**Exercise brief:** Report every line below that carries the word "filetype".

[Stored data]
----------

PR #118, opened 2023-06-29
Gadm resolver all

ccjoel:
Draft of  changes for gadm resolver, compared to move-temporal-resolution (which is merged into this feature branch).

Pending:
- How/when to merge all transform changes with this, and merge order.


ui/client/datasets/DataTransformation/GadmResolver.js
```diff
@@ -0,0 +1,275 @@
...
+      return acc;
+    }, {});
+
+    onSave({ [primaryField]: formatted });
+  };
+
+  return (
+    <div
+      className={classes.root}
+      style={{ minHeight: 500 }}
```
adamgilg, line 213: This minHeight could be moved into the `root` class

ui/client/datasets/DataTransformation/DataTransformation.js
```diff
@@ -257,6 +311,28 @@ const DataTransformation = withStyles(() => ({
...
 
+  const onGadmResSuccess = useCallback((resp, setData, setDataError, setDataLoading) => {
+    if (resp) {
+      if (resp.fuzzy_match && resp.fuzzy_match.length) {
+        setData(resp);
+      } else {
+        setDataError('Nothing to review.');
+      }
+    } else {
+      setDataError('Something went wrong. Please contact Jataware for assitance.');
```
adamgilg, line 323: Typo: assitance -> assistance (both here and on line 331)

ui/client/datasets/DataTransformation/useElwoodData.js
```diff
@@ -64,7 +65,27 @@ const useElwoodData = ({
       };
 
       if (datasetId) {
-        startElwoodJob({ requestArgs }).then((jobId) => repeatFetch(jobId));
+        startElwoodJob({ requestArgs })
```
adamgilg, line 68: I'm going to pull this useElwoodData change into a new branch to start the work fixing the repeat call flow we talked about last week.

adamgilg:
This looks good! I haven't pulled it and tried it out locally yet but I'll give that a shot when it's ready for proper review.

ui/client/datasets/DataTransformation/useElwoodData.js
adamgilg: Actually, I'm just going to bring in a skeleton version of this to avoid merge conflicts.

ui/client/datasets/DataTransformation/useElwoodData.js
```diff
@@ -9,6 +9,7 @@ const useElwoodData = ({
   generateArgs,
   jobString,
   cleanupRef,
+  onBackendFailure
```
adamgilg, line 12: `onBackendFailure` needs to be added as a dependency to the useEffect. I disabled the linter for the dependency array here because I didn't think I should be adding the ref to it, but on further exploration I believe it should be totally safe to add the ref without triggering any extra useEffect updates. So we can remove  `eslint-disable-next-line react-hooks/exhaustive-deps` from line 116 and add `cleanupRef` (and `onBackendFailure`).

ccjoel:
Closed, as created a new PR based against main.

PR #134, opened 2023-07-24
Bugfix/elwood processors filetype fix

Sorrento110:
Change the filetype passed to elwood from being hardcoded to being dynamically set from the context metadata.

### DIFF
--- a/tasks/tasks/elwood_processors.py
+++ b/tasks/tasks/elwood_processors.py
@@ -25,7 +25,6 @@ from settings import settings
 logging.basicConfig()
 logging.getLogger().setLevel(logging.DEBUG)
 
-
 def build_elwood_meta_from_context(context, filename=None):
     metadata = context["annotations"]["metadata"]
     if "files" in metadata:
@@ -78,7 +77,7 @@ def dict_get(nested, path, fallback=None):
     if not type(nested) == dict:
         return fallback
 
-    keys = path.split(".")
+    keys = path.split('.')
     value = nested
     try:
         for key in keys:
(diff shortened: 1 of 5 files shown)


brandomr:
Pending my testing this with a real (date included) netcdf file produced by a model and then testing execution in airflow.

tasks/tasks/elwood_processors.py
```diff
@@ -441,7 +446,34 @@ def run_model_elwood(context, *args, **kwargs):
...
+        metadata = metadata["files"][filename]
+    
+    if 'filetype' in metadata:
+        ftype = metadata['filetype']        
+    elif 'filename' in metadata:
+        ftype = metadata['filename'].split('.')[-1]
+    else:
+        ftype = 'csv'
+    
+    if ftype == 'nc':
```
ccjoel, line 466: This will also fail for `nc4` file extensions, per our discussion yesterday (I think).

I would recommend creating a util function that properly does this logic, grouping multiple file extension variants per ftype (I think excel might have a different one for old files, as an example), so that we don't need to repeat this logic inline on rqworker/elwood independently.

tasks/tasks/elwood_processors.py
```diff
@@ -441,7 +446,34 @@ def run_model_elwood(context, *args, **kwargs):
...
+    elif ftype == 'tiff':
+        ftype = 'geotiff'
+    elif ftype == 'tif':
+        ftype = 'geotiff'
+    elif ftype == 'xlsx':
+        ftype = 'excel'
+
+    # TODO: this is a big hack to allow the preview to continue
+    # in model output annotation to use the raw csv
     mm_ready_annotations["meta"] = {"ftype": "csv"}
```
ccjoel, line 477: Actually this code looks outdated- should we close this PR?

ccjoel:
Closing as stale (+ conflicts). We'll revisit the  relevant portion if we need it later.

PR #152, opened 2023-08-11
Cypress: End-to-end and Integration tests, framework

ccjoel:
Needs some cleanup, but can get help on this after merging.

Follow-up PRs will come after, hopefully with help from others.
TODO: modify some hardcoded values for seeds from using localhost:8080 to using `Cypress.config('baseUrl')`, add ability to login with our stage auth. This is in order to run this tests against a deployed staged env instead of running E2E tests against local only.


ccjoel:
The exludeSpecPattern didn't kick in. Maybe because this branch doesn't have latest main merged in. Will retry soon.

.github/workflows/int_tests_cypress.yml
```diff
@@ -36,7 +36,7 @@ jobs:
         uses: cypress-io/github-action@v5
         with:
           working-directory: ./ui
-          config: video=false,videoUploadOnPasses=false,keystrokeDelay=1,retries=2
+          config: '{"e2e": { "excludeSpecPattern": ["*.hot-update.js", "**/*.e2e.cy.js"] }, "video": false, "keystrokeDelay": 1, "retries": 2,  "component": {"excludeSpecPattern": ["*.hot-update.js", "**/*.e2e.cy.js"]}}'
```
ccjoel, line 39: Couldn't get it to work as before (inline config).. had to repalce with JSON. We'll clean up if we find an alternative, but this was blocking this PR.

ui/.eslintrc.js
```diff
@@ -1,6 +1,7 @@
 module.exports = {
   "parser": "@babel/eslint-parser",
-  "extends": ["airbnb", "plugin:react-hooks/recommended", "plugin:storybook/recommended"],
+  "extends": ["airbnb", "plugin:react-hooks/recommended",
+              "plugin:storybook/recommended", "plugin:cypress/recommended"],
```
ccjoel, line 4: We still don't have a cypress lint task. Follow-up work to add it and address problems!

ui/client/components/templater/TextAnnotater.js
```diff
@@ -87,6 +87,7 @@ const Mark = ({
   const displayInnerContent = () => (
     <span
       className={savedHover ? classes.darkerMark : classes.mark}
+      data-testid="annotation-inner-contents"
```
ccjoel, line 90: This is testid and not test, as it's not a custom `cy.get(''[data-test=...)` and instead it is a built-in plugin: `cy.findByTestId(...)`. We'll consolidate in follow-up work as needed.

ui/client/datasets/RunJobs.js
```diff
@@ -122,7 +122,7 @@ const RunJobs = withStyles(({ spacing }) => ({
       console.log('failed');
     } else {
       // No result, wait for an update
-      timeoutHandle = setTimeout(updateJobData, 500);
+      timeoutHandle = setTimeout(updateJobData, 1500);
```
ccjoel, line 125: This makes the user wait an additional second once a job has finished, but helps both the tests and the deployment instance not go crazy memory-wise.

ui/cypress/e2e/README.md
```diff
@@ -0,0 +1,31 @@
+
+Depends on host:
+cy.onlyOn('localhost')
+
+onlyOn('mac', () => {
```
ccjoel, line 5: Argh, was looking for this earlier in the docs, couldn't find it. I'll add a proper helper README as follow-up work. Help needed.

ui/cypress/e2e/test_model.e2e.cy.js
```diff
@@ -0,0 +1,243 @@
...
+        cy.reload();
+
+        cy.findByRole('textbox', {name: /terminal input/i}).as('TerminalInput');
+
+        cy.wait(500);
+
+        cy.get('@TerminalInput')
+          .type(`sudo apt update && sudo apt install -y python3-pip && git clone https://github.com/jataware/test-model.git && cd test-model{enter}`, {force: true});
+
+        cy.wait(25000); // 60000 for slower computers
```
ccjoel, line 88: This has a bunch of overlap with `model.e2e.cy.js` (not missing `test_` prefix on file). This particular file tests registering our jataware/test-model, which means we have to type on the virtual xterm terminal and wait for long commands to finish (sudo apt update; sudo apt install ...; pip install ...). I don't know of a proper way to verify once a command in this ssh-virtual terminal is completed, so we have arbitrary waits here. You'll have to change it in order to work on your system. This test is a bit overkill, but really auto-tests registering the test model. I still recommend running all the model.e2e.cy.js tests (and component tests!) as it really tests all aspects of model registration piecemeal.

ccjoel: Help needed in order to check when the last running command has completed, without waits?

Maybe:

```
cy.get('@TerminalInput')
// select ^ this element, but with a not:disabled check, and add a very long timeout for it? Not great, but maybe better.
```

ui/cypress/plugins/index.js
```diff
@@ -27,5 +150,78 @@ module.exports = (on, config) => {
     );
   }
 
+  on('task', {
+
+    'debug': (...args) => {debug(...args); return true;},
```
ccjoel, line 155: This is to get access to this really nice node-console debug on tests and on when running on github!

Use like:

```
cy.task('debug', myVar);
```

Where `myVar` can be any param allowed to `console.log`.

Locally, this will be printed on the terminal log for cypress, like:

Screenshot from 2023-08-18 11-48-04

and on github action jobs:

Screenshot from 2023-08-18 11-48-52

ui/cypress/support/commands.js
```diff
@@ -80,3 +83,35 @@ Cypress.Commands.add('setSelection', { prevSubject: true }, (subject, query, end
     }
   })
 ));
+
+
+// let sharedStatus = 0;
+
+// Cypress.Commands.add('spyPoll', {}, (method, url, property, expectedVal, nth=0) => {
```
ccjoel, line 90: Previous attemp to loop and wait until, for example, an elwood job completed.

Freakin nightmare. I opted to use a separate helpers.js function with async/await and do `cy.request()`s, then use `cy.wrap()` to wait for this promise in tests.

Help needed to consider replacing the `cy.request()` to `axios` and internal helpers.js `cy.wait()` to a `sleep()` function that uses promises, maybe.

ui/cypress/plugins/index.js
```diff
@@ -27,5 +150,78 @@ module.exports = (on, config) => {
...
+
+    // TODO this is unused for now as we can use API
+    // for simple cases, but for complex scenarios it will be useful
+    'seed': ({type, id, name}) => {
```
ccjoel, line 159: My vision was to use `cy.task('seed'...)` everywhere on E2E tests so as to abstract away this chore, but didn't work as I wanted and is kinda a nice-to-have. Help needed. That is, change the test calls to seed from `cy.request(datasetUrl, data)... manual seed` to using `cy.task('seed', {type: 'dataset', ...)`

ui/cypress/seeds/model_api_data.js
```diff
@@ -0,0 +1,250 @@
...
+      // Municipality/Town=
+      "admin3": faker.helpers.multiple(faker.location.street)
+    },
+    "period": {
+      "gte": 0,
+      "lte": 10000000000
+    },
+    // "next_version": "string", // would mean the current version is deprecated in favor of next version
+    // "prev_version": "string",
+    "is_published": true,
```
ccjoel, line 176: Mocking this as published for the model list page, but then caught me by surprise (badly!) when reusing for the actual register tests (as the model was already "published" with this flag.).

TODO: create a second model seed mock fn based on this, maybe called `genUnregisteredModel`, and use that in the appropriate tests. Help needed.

----------

**Solution:**
Bugfix/elwood processors filetype fix
Change the filetype passed to elwood from being hardcoded to being dynamically set from the context metadata.
+    if 'filetype' in metadata:
+        ftype = metadata['filetype']        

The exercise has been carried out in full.